You post this above  BS many times   Monte.      The story of Iran over the past 80 years is tragic------a tight-rope walk by the IRANIAN  "ROYAL FAMILY"   between 
Islamo Nazism,    Russian Imperialism and   US/British modernity ------ended in
1979 with the triumph of islamo Nazism-------actually AIDED by RUSSIAN 
IMPERIALISM


----------



## mamooth (Mar 3, 2016)

Andylusion said:


> [Now....    fool me once, shame on them.   Now if we are fooled again, whose fault is it?     Because we on the right, are not buying this completely.



You bought the myth that Clinton messed up, even though it was entirely Bush's aggressive bumbling that allowed NK to get nukes. Hence, it appears getting fooled many times is your specialty.
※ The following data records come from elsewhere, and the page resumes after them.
PR #300, opened 2021-05-21
fixed bugs in the implementation of the SALT3 error model

djones1040:
sorry guys, accidentally had some bugs in SALT3Source _bandflux_rvar_single that was resulting in anomalously high chi^2 values from SALT3.  These should all be fixed now.

### DIFF
--- a/sncosmo/models.py
+++ b/sncosmo/models.py
@@ -1129,6 +1129,8 @@ class SALT3Source(SALT2Source):
         m0 = self._model['M0'](phase, wave)
         m1 = self._model['M1'](phase, wave)
         tmp = trans * wave
+
+        # evaluate avg M0 + x1*M1 across a bandpass
         f0 = np.sum(m0 * tmp, axis=1)/tmp.sum()
         m1int = np.sum(m1 * tmp, axis=1)/tmp.sum()
         ftot = f0 + x1 * m1int
@@ -1139,6 +1141,8 @@ class SALT3Source(SALT2Source):
         lcrv11 = self._model['LCRV11'](phase, band.wave_eff)[:, 0]
         lcrv01 = self._model['LCRV01'](phase, band.wave_eff)[:, 0]
 
+        # variance in M0 + x1*M1 at the effective wavelength
+        # of a bandpass
         v = (lcrv00 + 2.0 * x1 * lcrv01 + x1 * x1 * lcrv11)
 
         # v is supposed to be variance but can go negative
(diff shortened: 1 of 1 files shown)


sncosmo/models.py
```diff
@@ -1128,8 +1129,8 @@ def _bandflux_rvar_single(self, band, phase):
         m0 = self._model['M0'](phase, wave)
         m1 = self._model['M1'](phase, wave)
         tmp = trans * wave
-        f0 = np.sum(m0 * tmp, axis=1) * dwave / HC_ERG_AA
-        m1int = np.sum(m1 * tmp, axis=1) * dwave / HC_ERG_AA
+        f0 = np.sum(m0 * tmp, axis=1)/tmp.sum()
+        m1int = np.sum(m1 * tmp, axis=1)/tmp.sum()
```
kbarbary, line 1133: This seems like a big change from SALT2. Can you explain the logic and/or add a comment here?

kbarbary (commented):
Are there any tests you could add to ensure correctness? (I know it can be difficult to construct meaningful test cases for stuff like this).

sncosmo/models.py
djones1040: thanks Kyle, will do - this evaluates the average M0 + x1*M1 for a given bandpass.  The variance, "v" is the uncertainty in M0 + x1*M1 (in SALT2 it's a fractional error but here it's a true error).  So then to return the relative variance we divide v/ftot**2

sncosmo/models.py
```diff
@@ -1138,7 +1141,9 @@ def _bandflux_rvar_single(self, band, phase):
         lcrv11 = self._model['LCRV11'](phase, band.wave_eff)[:, 0]
         lcrv01 = self._model['LCRV01'](phase, band.wave_eff)[:, 0]
 
-        v = lcrv00 + 2.0 * x1 * lcrv01 + x1 * x1 * lcrv11
+        # variance in M0 + x1*M1 at the effective wavelength
+        # of a bandpass
+        v = (lcrv00 + 2.0 * x1 * lcrv01 + x1 * x1 * lcrv11)
```
kbarbary, line 1146: Style: Don't need the `( )` here.

kbarbary:
Anything else to do here? This seems important to fix!

kboone:
This all looks good to me, and I fixed the last style issue that @kbarbary brought up in #313 since I can't edit this PR. I'm going to go ahead and merge it. Thanks @djones1040!

djones1040:
hey guys, thank you so much - was just hiking and totally offline for the last three weeks, really appreciate you closing this out and please lmk if there's anything else I can do

Issue #308, opened 2021-08-18
SNCosmo installs a "tests" package


kboone:
The `sncosmo.tests` package gets installed as `tests`, so that when you do `import tests` it gets imported. I don't think that this behavior was intended, and it should probably only get imported as `import sncosmo.tests`.

kbarbary:
Yeah that was certainly not intended! I'm suprised that `packages=['sncosmo', 'sncosmo.tests']` in `setup()` results in this behavior. Anyway, is this fixed now with #309?

kboone:
Honestly, I'm not really sure how this happened. I tested it with a fresh install with #309 and it didn't happen, so it looks like it is fixed now.

Issue #304, opened 2021-08-03
Create precompiled wheels for sncosmo in pypi


kboone:
Currently we are uploading the sncosmo source to pypi, and it has to be built whenever it is downloaded. It would be better to produce compiled wheels like most other open source packages do. The compilation would need to happen in some CI tool, so this would be good to add when we get the GitHub Actions CI up and running.

kboone:
Fixed with #309 in v2.6.0

Issue #303, opened 2021-08-03
Broken pip install on Python 3.9


kboone:
Pip installation of sncosmo is currently broken on Python 3.9. The problem is that our current pyproject.toml file has a pinned numpy version 1.17.3 requirement for Python>=3.8, but Python 3.9 is only supported for numpy version 1.19.3 or above. This forces pip to rebuild numpy version 1.17.3 for Python 3.9 whenever sncosmo is installed, and this will fail on machines that don't have all of the numpy build dependencies installed.

With the current setup, this is going to be a recurring issue whenever there is a new Python release.

A better solution is to add a build dependency on [this scipy metapackage](https://github.com/scipy/oldest-supported-numpy/). Astropy is using this technique. That will automatically keep the build dependencies up to date. I'll make a PR for this.

Thanks to @jfcrenshaw for finding this.

kboone:
This bug also exists in the extinction package that sncosmo depends on, so both will need to be updated.

kboone:
This has now been fixed in both sncosmo and extinction, so this should be resolved.

Issue #245, opened 2019-06-10
SNCosmo 2.0 NumPy requirement is out of date - Import Error


djperrefort:
SNCosmo only requires `numpy >= 1.7.0`. However, when running NumPy version 1.15.4, importing SNCosmo 2.0 fails with the following error.

```
>>> import sncosmo
Traceback (most recent call last):
  File "<stdin>", line 1, in <module>
  File "/python3.7/site-packages/sncosmo/__init__.py", line 133, in <module>
    from .models import *
  File "/python3.7/site-packages/sncosmo/models.py", line 25, in <module>
    from .salt2utils import BicubicInterpolator, SALT2ColorLaw
  File "__init__.pxd", line 918, in init sncosmo.salt2utils
ValueError: numpy.ufunc size changed, may indicate binary incompatibility. Expected 216 from C header, got 192 from PyObject

```

This error is not raised for the most recent version of Numpy 1.16.4.

kbarbary:
Did you install with conda? This might be an issue with how conda builds are specific to numpy runtime versions.

djperrefort:
No - I installed all packages using pip.

kbarbary:
Thanks that's helpful to know. I believe, but am not certain, that this is due to the new use of `pyproject.toml` to install build-time dependencies. Basically, at build time, pip is installing numpy and cython into an isolated environment, regardless of whether they are already installed on your system. It uses the most recent versions by default (numpy 1.16). Then sncosmo.salt2utils is build against that numpy (e.g., 1.16). But then at runtime, you might be using an older numpy, and get a failure.

I think the solution will be to  fix the version of numpy used in `pyproject.toml` to the oldest supported version. But I have to do some reading to check that this is really the best practices approach, and how old a version to use.

(I believe sncosmo is in fact compatible with numpy >= 1.7 in terms of the API. The binary compatibility is a different issue, but an important one!)

kbarbary:
Similar issue: astrofrog/fast-histogram#35

kbarbary:
Should be fixed in v2.1.0

benjaminrose:
@djperrefort, do you still have this error or should we close this issue as fixed?

kboone:
This should be permanently fixed with #305. We now rely on the scipy oldest-supported-numpy package to make sure that we are using compatible numpy versions for builds.

PR #309, opened 2021-08-18
Migrating to GitHub Actions and updating the build system

kboone:
This PR migrates the CI to GitHub Actions and updates the sncosmo build system. The current build system uses some older python conventions, and migrating to newer best practices would fix a bunch of the issues that have popped up recently. Namely, this should address all of the following issues: #245, #293, #303, #304, #308.

I started this PR off of #294 from @ykwang1. I setup everything by copying what is currently done by astropy. The main changes include:
- [x] Migrate away from `setup.py` to `setup.cfg`, and manage all dependencies in that file.
- [x] Implement all of the different CI tests in tox instead of having them tied to a specific CI implementation.
- [x] Set up GitHub Actions to run all of the tox tests.
- [x] Migrate to codecov instead of coveralls (this is what astropy uses, and it seems to be much more commonly used now).
- [x] Update oldest dependency requirements, and include them in the tests.
- [x] Automatically build wheels for sncosmo with cibuildwheel and publish them to PyPI when new versions are tagged.
- [x] Remove redundant configuration files.
- [x] Update all of the docs.

To test things, this PR is building the following:
- docs at https://kboone-sncosmo.readthedocs.io/en/latest/
- coverage at https://app.codecov.io/gh/kboone/sncosmo/branch/github_actions/
- wheels on TestPyPI at https://test.pypi.org/project/sncosmo/
- [x] Before merging the PR, make sure to point everything to the right location and adjust build frequencies.


kboone:
Several of the new build tools depend on Python 3.6. sncosmo currently claims to support Python 3.5, although we aren't currently testing it on Python 3.5 so I'm not sure if that is true. I propose bumping the minimum Python version up to 3.6 with this overhaul.

kboone:
This is now at a stage where all of the tests are passing in GitHub Actions including style, coverage (with codecov.io) and docs tests.

kboone:
To test things, this PR is building the following:
- docs at https://kboone-sncosmo.readthedocs.io/en/latest/
- coverage at https://app.codecov.io/gh/kboone/sncosmo/branch/github_actions/
- wheels on TestPyPI at https://test.pypi.org/project/sncosmo/

- [ ] Before merging the PR, I need to make sure to point everything to the right location and adjust build frequencies.

kboone:
Building wheels and uploading them to PyPI is now working properly, and I updated all of the documentation. I think that this is ready to go. @benjaminrose offered to do a review.

.github/workflows/run_tests.yml
```diff
@@ -0,0 +1,70 @@
...
+            os: ubuntu-latest
+            python: 3.6
+            toxenv: py36-oldestdeps
+
+          - name: Python 3.7 (MacOS X) with all optional dependencies
+            os: macos-latest
+            python: 3.7
+            toxenv: py37-alldeps
+
+          - name: Python 3.8 (Windows) with all optional dependencies
```
benjaminrose, line 50: Why is it python 3.8 on Windows but 3.7 on MacOS?

docs/contributing.rst
```diff
@@ -161,37 +171,75 @@ you can delete it by doing ``git branch -D simulation-enhancements``.
...
 ============================================
 
-These are notes mainly for the one person that manages releases.
-Yes, this could be more automated, but it isn't done very often,
-and involves some human verification.
+The release procedure is automated through GitHub Actions. To create a new
+release:
 
 - Update ``docs/history.rst`` with a summary of the new version's changes.
-- Bump version in ``sncosmo/__init__.py``.
```
benjaminrose, line 173: Is this not needed anymore? If not, when/where is this automated?

docs/contributing.rst
```diff
@@ -161,37 +171,75 @@ you can delete it by doing ``git branch -D simulation-enhancements``.
...
-- Build package and docs and check that docs look good.
-- Commit.
-- ``git clean -dfx``
-- ``tox`` (test in clean virtual env and make sure everything passes.
-- ``setup.py sdist upload`` (register new version and upload.)
-
-**Post-release steps:**
```
benjaminrose, line 180: Also, do we not need any new post-release prep for the next version?

setup.py
```diff
@@ -1,88 +1,7 @@
...
-          'Topic :: Scientific/Engineering :: Astronomy',
-          'Topic :: Scientific/Engineering :: Physics'],
+from extension_helpers import get_extensions
 
-      zip_safe=False,
-      use_2to3=False,
-      ext_modules=extensions,
-      packages=['sncosmo', 'sncosmo.tests'],
-      package_data={'sncosmo': data_files})
+setup(use_scm_version=True, ext_modules=get_extensions())
```
benjaminrose, line 7: What is `use_scm_version`?

sncosmo/__init__.py
```diff
@@ -8,7 +8,23 @@
...
+    from importlib.metadata import version, PackageNotFoundError
+    __version__ = version("sncosmo")
+except ImportError:
+    # Python 3.7 or lower. Use setuptools to find the version.
+    from pkg_resources import get_distribution, DistributionNotFound
+    try:
+        __version__ = get_distribution("sncosmo").version
+    except DistributionNotFound:
+        # Package is not installed
+        __version__ = '0.0.0'
```
benjaminrose, line 24: Is this the default version we want to use? I ask because I am not fully satisfied with '0.0.0' but I also don't have anything better.

Also, in what environments do expect to get these errors and set `__version__='0.0.0'`?

.github/workflows/run_tests.yml
```diff
@@ -0,0 +1,70 @@
...
+            toxenv: codestyle
+
+          - name: Build the docs
+            os: ubuntu-latest
+            python: 3.8
+            toxenv: build_docs
+
+          - name: Python 3.9 with minimal dependencies
+            os: ubuntu-latest
+            python: 3.9
```
benjaminrose, line 32: Should this always be the latest python version, so we don't need to update it annually? Can we do that with `python: 3.x`?

setup.cfg
```diff
@@ -0,0 +1,100 @@
...
+* = data/*, data/*/*, data/*/*/*, data/*/*/*/*, data/*/*/*/*/*, data/*/*/*/*/*/*
+sncosmo = sncosmo.cfg
+
+[coverage:run]
+source = sncosmo
+omit =
+   sncosmo/tests/*
+   sncosmo/conftest.py
+   sncosmo/__init__.py
+   sncosmo/version.py
```
benjaminrose, line 80: Are we still using `version.py`?

benjaminrose (commented):
Over all looks good. I don't fully understand the way we would be tracking sncosmo versions. I asked a few specific questions, but expect we can merge these changes soon.

docs/contributing.rst
benjaminrose: I think I am starting to understand once I read `__init__.py`. Maybe we should comment on how this is now automated, since there are many systems/tools to bump version numbers?

.github/workflows/run_tests.yml
kboone: I did that so that we would be running at least one test on each supported Python version (3.6, 3.7, 3.8, and 3.9). Astropy does the same thing.

docs/contributing.rst
kboone: The version is now managed by `setuptools_scm`. That package reads the git history and pulls the version from there directly. This approach seems to be the recommended one these days, and is used by astropy. With `setuptools_scm`, when you make a new release on github, it automatically picks it up and updates the version. Any development builds after that also automatically get tagged with the latest version and a dev string afterwards that includes the git commit.

The remaining challenge is how to handle the `__version__` label. There is an `importlib.metadata` package in the standard library in Python 3.8+ that can automatically pull the version from `setuptools_scm`, and this is the way of the future. However, we still want to maintain compatibility with Python 3.6/3.7. There are a few options for this:
1. There is a backport of `importlib_metadata` on PyPI that we could add as a dependency.
2. There is a function in `setuptools` that can handle this, but it then adds a runtime dependency on `setuptools` that adds a bit of extra latency. This is what I decided to do.
3. You can make `setuptools_scm` write out the version to a file on installation that can then be read at runtime. This is what `astropy` does, but it makes things much more complicated.

There are a lot of nice benefits to using the `setuptools_scm` package, and I think that it is the way of the future, but it is a little tricky to use it for Python 3.6/3.7.

I'm not opposed to dropping this and going back to the old hardcoded version if you think that's easier.

docs/contributing.rst
kboone: Nope, everything is automated now. As soon as you publish a new release on GitHub, everything else should happen automatically.

setup.py
kboone: That line enables `setuptools_scm`.

docs/contributing.rst
kboone: I guess that the one step that isn't automated is creating the feature branch (e.g. 2.5.x). We have never really done anything with those though, so I'm not convinced that they are necessary. I'd prefer to just stop making them.

sncosmo/__init__.py
kboone: I agree that this isn't a very good default. The environments that you get the errors from are ones that don't have the git history.

Playing around with different use cases a bit more, if you download a tarball of sncosmo from github `setuptools_scm` fails. It also completely prevents you from installing the package. This is also a problem for `astropy`! I'm not a big fan of that, so I'm thinking that reverting to automatically updating the version tag is the way to go.

.github/workflows/run_tests.yml
kboone: I think that we want to do this manually. GitHub might bump their runner up to the next version before our dependencies have fully migrated over leading to test failures that aren't the fault of sncosmo.

setup.cfg
kboone: After going through this review, I'm not convinced that `setuptools_scm` is making anything easier for us. I'm going to drop it and revert to the old method...

.github/workflows/run_tests.yml
benjaminrose: Seems good. Is there something we can do to try and notify us that we need to add a new test once a new python version comes out?

sncosmo/__init__.py
benjaminrose: Who downloads tarballs? Do we have a metric on how many people use that?

setup.cfg
benjaminrose: I laugh that you talked yourself into dropping `setuptools_scm` while simultaneously convincing me that we should use it.

benjaminrose:
A few questions that should be brought out of the code discussion and into the main thread:

Do we want to use `setuptools_scm` for version management? And related, do we have metrics on how many people use python 3.6/3.7 or tarballs?

docs/contributing.rst
benjaminrose: I like the idea of `setuptools_scm`. More comments in the main tread.

kboone:
`setuptools_scm` seems like a nice idea, and it is used by astropy and affiliated packages, but it has some tradeoffs. Namely, it breaks things like tarball installs and needs some tricks to work right on Python<3.8. It isn't necessary for this PR, so let's hardcode the version for now and figure this out later.

Similary, the `extension_helpers` tool that all of the astropy packages use is helpful, but it adds an extra dependency requirement if you want to run `python setup.py`. That is now deprecated anyway. The more modern `pip install` still works as expected, but we're losing some functionality for minimal benefit.

I'm going to remove both of those packages for this PR. We can discuss whether we want to include them in a separate PR. My vote is to just hardcode things for now and not worry about it.

benjaminrose:
Sounds good. One PR per idea is always good. Can you save a diff between a hard coded version and using `setuptools_scm` somewhere? That should help us later. Also, maybe open an issue with these comments:

> The version is now managed by `setuptools_scm`. That package reads the git history and pulls the version from there directly. This approach seems to be the recommended one these days, and is used by astropy. With `setuptools_scm`, when you make a new release on github, it automatically picks it up and updates the version. Any development builds after that also automatically get tagged with the latest version and a dev string afterwards that includes the git commit.
> 
> The remaining challenge is how to handle the `__version__` label. There is an `importlib.metadata` package in the standard library in Python 3.8+ that can automatically pull the version from `setuptools_scm`, and this is the way of the future. However, we still want to maintain compatibility with Python 3.6/3.7. There are a few options for this:
> 
> 1. There is a backport of `importlib_metadata` on PyPI that we could add as a dependency.
> 2. There is a function in `setuptools` that can handle this, but it then adds a runtime dependency on `setuptools` that adds a bit of extra latency. This is what I decided to do.
> 3. You can make `setuptools_scm` write out the version to a file on installation that can then be read at runtime. This is what `astropy` does, but it makes things much more complicated.
> 
> There are a lot of nice benefits to using the `setuptools_scm` package, and I think that it is the way of the future, but it is a little tricky to use it for Python 3.6/3.7.

kboone:
Latest version of the PR drops both `setuptools_scm` and `extension_helpers`. It will work fine even with tarballs, and can be built with the deprecated `python setup.py install` command as long as `numpy` is installed. I'll open an issue about those packages to discuss if we want to use them.

benjaminrose:
I think this is good to go then: tests pass, one change per PR, and it has been reviewed by a second set of eyes.

kboone:
We get Python 3.5 support back again if we drop those dependencies. I hope that nobody is using Python 3.5 since it is past EOL, but hey, might as well keep it in.

kboone:
I think that this is good to go now. All of the tests are passing (on my fork), the code coverage is syncing, and the docs are building. If there is no additional feedback, I'll merge this on Monday and start cleaning up the rest of the issues that I opened.

Issue #299, opened 2021-05-03
SNEMO model not fully documented


benjaminrose:
Several things:
- [x] No API documentation, unlike [SALT2](https://sncosmo.readthedocs.io/en/stable/api/sncosmo.SALT2Source.html)
- [x] Not apart of [Class Inheritance Diagram](https://sncosmo.readthedocs.io/en/stable/reference.html#class-inheritance-diagrams)

These issues are also present for other models. The source list is huge, so we likely don't want to add every model/source. Do we have an expectation for what should be a part of the API and class inheritance documentation?

Maybe we need to write a tutorial on how to add a new source, containing a checklist for PR reviews?

kbarbary:
While the list of built in sources is long, the number of unique _classes_ isn't that long: most of the sources are `TimeSeriesSource` instances and therefore all have the same API.

`SNEMO` should have been added to the docs when the class was added to sncosmo: that was an oversight! I believe fixing this is a two line change to https://github.com/sncosmo/sncosmo/blob/master/docs/reference.rst: add `SNEMO` to the list under "source components of model" and to the inheritance diagrams at the bottom of the page.

benjaminrose:
Thanks. #312 fixed this issue.

PR #312, opened 2021-09-02
Update the model documentation

kboone:
This addresses #299, and adds documentation for the SNEMO, SUGAR, and MLCS models.

### DIFF
--- a/docs/reference.rst
+++ b/docs/reference.rst
@@ -21,8 +21,11 @@ Model & Components
    Source
    TimeSeriesSource
    StretchSource
+   MLCS2k2Source
    SALT2Source
    SALT3Source
+   SNEMOSource
+   SUGARSource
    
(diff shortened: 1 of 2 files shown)


docs/reference.rst
```diff
@@ -21,8 +21,11 @@ Model & Components
    Source
    TimeSeriesSource
    StretchSource
+   MLCS2k2Source
    SALT2Source
    SALT3Source
+   SNEMOSource
+   SUGARSource
```
kbarbary, line 28: Can you also add these to the inheritance diagram on L145?

kboone: I updated the inheritance diagram to automatically document all classes in the models, magsystems, and bandpasses modules. That way we don't have to remember to add them in the future.

kbarbary (approved):

Issue #318, opened 2021-09-09
Improve cross-compatibility between SNANA and SNCosmo


benjaminrose:
I am working on fitting SNANA sims with SNIa models in SNCosmo. As a result, I am finding some unnecessary name conversions between the two programs. 

Between my `read_snana_fits()` and `mcmc_lc()` calls, I currently need to 
```python
data.rename_column("FLUXCAL", "flux")
data.rename_column("FLUXCALERR", "fluxerr")
data.rename_column("ZEROPT", "zp")
```

We can improve this workflow by either

1. adding these names to [`PHOTDATA_ALIASES`](https://github.com/sncosmo/sncosmo/blob/750865e13661f54b8e20b778e76b46b3f43a7561/sncosmo/photdata.py#L16)
2. or, adding an extra flag to `read_snana_fits()` that performs some standardization on names. 

I think option 1 is best, but option 2 could also add a `data["zpsys"] = "ab"` column if no zero-point system is found.

kboone:
The first option sounds good to me. Want to write up a quick PR and we can get it into v2.6?

Is the zeropoint in SNANA standardized internally, or are there models with a range of different zeropoints? We need to be very careful about assuming a zeropoint/zpsystem when one isn't specified.

benjaminrose:
I might be able to get a PR in, when are you releasing v2.6?

I am not sure if SNANA has a standard, but we can add an option where the user can provide the string that gets assigned to `data["zpsys"]`, but at that point it is probably better to just have the user specifically add the column after import.

kboone:
I'm hoping to release 2.6 today or tomorrow.

This change is just adding a couple of strings to a list. I can whip it up
in a couple mins if you want.

benjaminrose:
I'm working on it now. I just needed to finish another project first (and before the end of the day).

benjaminrose:
I am double-checking that `FLUXCAL` is what I think it is. In doing this, I found out that SNANA uses both `FLUX` and `FLUXCAL`. If a user imports a SNANA data file that has both, option 1 will cause a problem and break previously working scripts.

kboone:
Reading the SNANA manual, it looks to me like the `FLUX` column is the flux in ADU with the zeropoint given by `ZEROPT` while `FLUXCAL` is the flux scaled by 10^11 (a zeropoint of 27.5). So `FLUXCAL` is probably something that we need to handle separately.

[...]

PR #321, opened 2021-09-10
Add new zeropoint alias

benjaminrose:
Part of #318


kboone:
I think that this looks good.

Just to make sure that I understand this correctly, the `ZEROPT` flag should be used if we are reading the `FLUX` and `FLUXERR` columns from an SNANA light curve. It shouldn't be used if we are reading `FLUXCAL` and `FLUXCALERR`, but those keywords aren't in `photdata_aliases` so it should be fine. We need to add something to `read_snana_fits` (which will be a separate PR) to handle those. Is that right?

benjaminrose:
You are correct. If one uses FLUXCAL and FLUXCALERR then the ZP is always 27.5.

If we wanted to convert FLUXCAL to FLUX, that would be in `read_snana_fits()` but I am not sure we want to do that. Maybe, in another PR we could add a note in the documentation of `read_snana_fits()` stating the differences between FLUXCAL and FLUX and citing the SNANA manual.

The obvious lesson of NK is the USA should never, ever elect another Republican president, being how all modern Republicans are catastrophically inept at foreign policy.

Look at Iran here. Moderates score big gains, entirely because of Obama. Big progress is made in turning Iran into an ally. It's yet another Democratic foreign policy success. If we elect a Republican, that Republican president will do something monumentally stupid to undo all that progress. After all, the bloodthirsty Republican base actively desires WW3 so that Jeebus will come back. It's very difficult to see any difference between the American and Iranian hardline conservatives.


----------



## Andylusion (Mar 4, 2016)

mamooth said:


> Andylusion said:
> 
> 
> > [Now....    fool me once, shame on them.   Now if we are fooled again, whose fault is it?     Because we on the right, are not buying this completely.
> ...



LOL!

That was so pathetic of a claim... I'm not even going to dignify it with thought out response.  I'm just going to laugh.

LOL!


----------



## rhodescholar (Mar 10, 2016)

Davros said:


> Iran election: Moderates poised to make gains - CNN.com
> 
> To all the warmongers who want to "tear up" the Iran deal: You are fools.
> 
> ...



You keep lapping up the propaganda, dimwit:

Iranian Elections: The "Reformers" Didn't Win

Iran's Sham Elections Were Not A Victory for Reformers or Moderates


----------



## montelatici (Mar 21, 2016)

The propaganda that the fake Rhodes scholar posts is more than hilarious.


----------